==== Material supplied
PR #1181, opened 2024-02-06
Add Kueue tests to Tier2

jiripetrlik:
It seems we have 2.7 pre-release build and therefore we should probably start running these tests. @ChughShilpa @sutaakar What do you think?


ChughShilpa:
One more change i would like to request @jiripetrlik @sutaakar 
Current kueue tests are using 'main' branch and i think we should change it to 'dev' branch for testing against RC builds

This change is not related to this PR, and we can have different PR as well if we don't want to incorporate in this PR

sutaakar (approved):

ChughShilpa (approved):

sutaakar (approved):

PR #1179, opened 2024-02-06
Add log gather when pod doesn't get ready by timeout

bdattoma:
When `Wait For Pods To Be Ready` hits the timeout, we can't tell why it happened. So, trying to get clear info by capturing pod logs and namespace events (on failure only)

PR #1184, opened 2024-02-07
Add event and pod logs fetch in Model Mesh tests

bdattoma:
Following what was implemented in https://github.com/red-hat-data-services/ods-ci/pull/1179, i'm adding the capture of events and logs in MM tests when deployment and query checks fail.


jstourac (dismissed):
lgtm, once tested successfully :slightly_smiling_face:

bdattoma:
PR Validation:

1. Model Mesh Sanity: `rhods-ci-pr-test/2423`
2. Regression test on LLM tests (https://github.com/red-hat-data-services/ods-ci/pull/1179): _coming soon_

FedeAlonso (approved):

manosnoam (approved):
Thanks @bdattoma 
lgtm.
FYI, soon I'll add the new test and logic into the same 420 suite, which revealed the recent model deployment bugs (RHOAIENG-2759,  RHOAIENG-2724)

ods_ci/tests/Resources/OCP.resource
```diff
@@ -95,6 +95,17 @@ Fetch CA Certificate If RHODS Is Self-Managed
...
 
+Get Events And Pod Logs
+    [Documentation]    Fetches the namespace events and the pod logs (all containers).
+    ...                It prints and return both items
+    [Arguments]    ${namespace}    ${label_selector}
+    ${rc}    ${events}=    Run And Return Rc And Output    oc get events -n ${namespace}
+    Log    ${events}
+    ${rc}    ${podlogs}=    Run And Return Rc And Output
+    ...    oc logs -l ${label_selector} --all-containers -n ${namespace}
+    Log    ${podlogs}
```
lugi0, line 106: I don't know if it's a good idea to print all these logs, as they might be very long. IMHO it would be better to write them to a file.

ods_ci/tests/Tests/100__deploy/120__upgrades/120__pre_upgrades.robot
```diff
@@ -96,16 +99,17 @@ Verify Model Can Be Deployed Via UI For Upgrade
...
     Run Keyword And Continue On Failure  Wait Until Keyword Succeeds  5 min  10 sec  Verify Serving Service
     Verify Model Status    ${MODEL_NAME}    success
     Set Suite Variable    ${MODEL_CREATED}    True
     Run Keyword And Continue On Failure    Verify Model Inference    ${MODEL_NAME}    ${INFERENCE_INPUT_OPENVINO}    ${EXPECTED_INFERENCE_OUTPUT_OPENVINO}    token_auth=${FALSE}
     Remove File    openshift_ca.crt
-    [Teardown]   Dashboard Test Teardown
+    [Teardown]   Run Keywords    Dashboard Test Teardown
+    ...    AND
+    ...    Run Keyword If Test Failed    Get Events And Pod Logs    namespace=${PRJ_TITLE}
+    ...    label_selector=name=modelmesh-serving-${runtime_pod_name}
```
lugi0, line 112: This might not work if the test fails before entering execution, i.e. during the Setup. Perhaps it would be a good idea to initialize runtime_pod_name at a suite level and run a check against it before running this keyword?

ods_ci/tests/Tests/400__ods_dashboard/420__model_serving/420__model_serving.robot
```diff
@@ -51,13 +54,13 @@ Verify Model Can Be Deployed Via UI
...
     ...    data_connection_name=model-serving-connection    model_path=mnist-8.onnx
-    ${runtime_pod_name} =    Replace String Using Regexp    string=${RUNTIME_NAME}    pattern=\\s    replace_with=-
-    ${runtime_pod_name} =    Convert To Lower Case    ${runtime_pod_name}
     Run Keyword And Continue On Failure  Wait Until Keyword Succeeds
     ...  5 min  10 sec  Verify Openvino Deployment    runtime_name=${runtime_pod_name}
     Run Keyword And Continue On Failure  Wait Until Keyword Succeeds  5 min  10 sec  Verify Serving Service
     Verify Model Status    ${MODEL_NAME}    success
     Set Suite Variable    ${MODEL_CREATED}    True
+    [Teardown]    Run Keyword If Test Failed    Get Events And Pod Logs    namespace=${PRJ_TITLE}
+    ...    label_selector=name=modelmesh-serving-${runtime_pod_name}
```
lugi0, line 63: Same comment on the runtime pod name

ods_ci/tests/Tests/400__ods_dashboard/420__model_serving/420__model_serving.robot
```diff
@@ -87,13 +92,13 @@ Verify Openvino_IR Model Via UI
...
     ...    data_connection_name=model-serving-connection    model_path=openvino-example-model
-    ${runtime_pod_name} =    Replace String Using Regexp    string=${RUNTIME_NAME}    pattern=\\s    replace_with=-
-    ${runtime_pod_name} =    Convert To Lower Case    ${runtime_pod_name}
     Run Keyword And Continue On Failure  Wait Until Keyword Succeeds
     ...  5 min  10 sec  Verify Openvino Deployment    runtime_name=${runtime_pod_name}
     Run Keyword And Continue On Failure  Wait Until Keyword Succeeds  5 min  10 sec  Verify Serving Service
     Verify Model Status    ${MODEL_NAME}    success
     Set Suite Variable    ${MODEL_CREATED}    True
+    [Teardown]    Run Keyword If Test Failed    Get Events And Pod Logs    namespace=${PRJ_TITLE}
+    ...    label_selector=name=modelmesh-serving-${runtime_pod_name}
```
lugi0, line 101: Same comment on the runtime pod name

ods_ci/tests/Tests/400__ods_dashboard/420__model_serving/420__model_serving.robot
```diff
@@ -127,7 +132,8 @@ Verify Tensorflow Model Via UI
     ${status_code}    ${response_text} =    Send Random Inference Request     endpoint=${url}    name=input
     ...    shape={"B": 1, "H": 299, "W": 299, "C": 3}    no_requests=1
     Should Be Equal As Strings    ${status_code}    200
-
+    [Teardown]    Run Keyword If Test Failed    Get Events And Pod Logs    namespace=${PRJ_TITLE}
+    ...    label_selector=name=modelmesh-serving-${runtime_pod_name}
```
lugi0, line 136: Same comment on the runtime pod name

ods_ci/tests/Tests/400__ods_dashboard/420__model_serving/421__model_serving_gpu.robot
```diff
@@ -50,6 +51,9 @@ Verify GPU Model Deployment Via UI
     Should Be Equal As Strings    ${type}    "g4dn.xlarge"
     Verify Model Status    ${MODEL_NAME}    success
     Set Suite Variable    ${MODEL_CREATED}    True
+    [Teardown]    Run Keyword If Test Failed    Get Events And Pod Logs    namespace=${PRJ_TITLE}
+    ...    label_selector=name=modelmesh-serving-${runtime_pod_name}
+
```
lugi0, line 56: Same comment on the runtime pod name, also too many empty lines between the two tests?

ods_ci/tests/Tests/400__ods_dashboard/420__model_serving/423__model_serving_customruntimes.robot
```diff
@@ -89,6 +91,8 @@ Verify RHODS Users Can Deploy A Model Using A Custom Serving Runtime
     Verify Model Inference With Retries    ${model_name}    ${inference_input}    ${exp_inference_output}
     ...    token_auth=${TRUE}
     ...    project_title=${PRJ_TITLE}
+    [Teardown]    Run Keyword If Test Failed    Get Events And Pod Logs    namespace=${PRJ_TITLE}
+    ...    label_selector=name=modelmesh-serving-${runtime_pod_name}
```
lugi0, line 95: Same comment on the runtime pod name

ods_ci/tests/Tests/100__deploy/120__upgrades/120__pre_upgrades.robot
bdattoma: if the test fails at suite setup leve there won't be nothing to fetch logs from

ods_ci/tests/Resources/OCP.resource
bdattoma: it is done in this way to we can see them soon instead of going finding files, besides we should handle the filenames as well to avoid overwriting.
I believe it's worth to try having the logs here. If it really helps and we find suboptimal to have all the logs printed here we can give another round. Too many changes in this PR for now IMO

ods_ci/tests/Tests/100__deploy/120__upgrades/120__pre_upgrades.robot
lugi0: Yes, that's the problem, but it will also fail trying to access a variable that does not exist (IIRC the Teardown is always executed) - if we initialize the var with a known name (e.g. "no-pod-yet") we can have a small check within the teardown to make sure that the variable exists and it doesn't have that name, thus avoiding potential problems of no logs to fetch.

bdattoma: what I mean to say is that if the test fails at setup, there won't be no pod to check

ods_ci/tests/Resources/OCP.resource
bdattoma: >  the logs overall less readable.


the log don't get visible unless you open the `Log` statement in the HTML


> For me it's ok to try this approach ad re-evaluate down the line though


okay, thx!

ods_ci/tests/Tests/100__deploy/120__upgrades/120__pre_upgrades.robot
bdattoma: done!

lugi0: That wasn't what I had in mind, you could check against the value of the variable and decide to not fetch logs from the pod(s) but rather only the events of the namespace. 
I'll approve for now but imho this could be improved.

bdattoma: you're right sorry, I mixed it up a bit. Anyways, I don't think there are many benefits from that logic checking the `no-pod-yet` because at the end of the the test would be failed in any case if the pod didn't come up. no?

ods_ci/tests/Tests/400__ods_dashboard/420__model_serving/420__model_serving.robot
bdattoma: discussed in https://github.com/red-hat-data-services/ods-ci/pull/1184#discussion_r1481752983

jstourac (approved):
lgtm in general; don't forget to squash the commits before merge :slightly_smiling_face:

lugi0 (approved):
========
Goal of the exercise
Read the listing line by line, and copy each line in which the word "them" is found.

Your solution
lugi0, line 106: I don't know if it's a good idea to print all these logs, as they might be very long. IMHO it would be better to write them to a file.
bdattoma: it is done in this way to we can see them soon instead of going finding files, besides we should handle the filenames as well to avoid overwriting.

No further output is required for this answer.